(PROVIDED RECORDS Opens)

PR #15482, opened 2025-04-03
create nu_plugin_node_example.js

whiter001:
example like [nu_plugin_python_example.py](https://github.com/nushell/nushell/blob/main/crates/nu_plugin_python/nu_plugin_python_example.py)


cptpiepmatz:
I will take a look at it this weekend

sholderbach:
More generally: should those alternative language implementations live in the main repo or are they more easily found with the documentation or on `nu_scripts`?

Also they should probably all be covered by tests so they don't go out of sync with any plugin protocol changes.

(PROVIDED RECORDS Closes)

• **AIM OF THE EXERCISE**
Scan the entries above for the string "should", and copy every line where it turns up.

• **OUTPUT FOR THIS TASK**
More generally: should those alternative language implementations live in the main repo or are they more easily found with the documentation or on `nu_scripts`?
Also they should probably all be covered by tests so they don't go out of sync with any plugin protocol changes.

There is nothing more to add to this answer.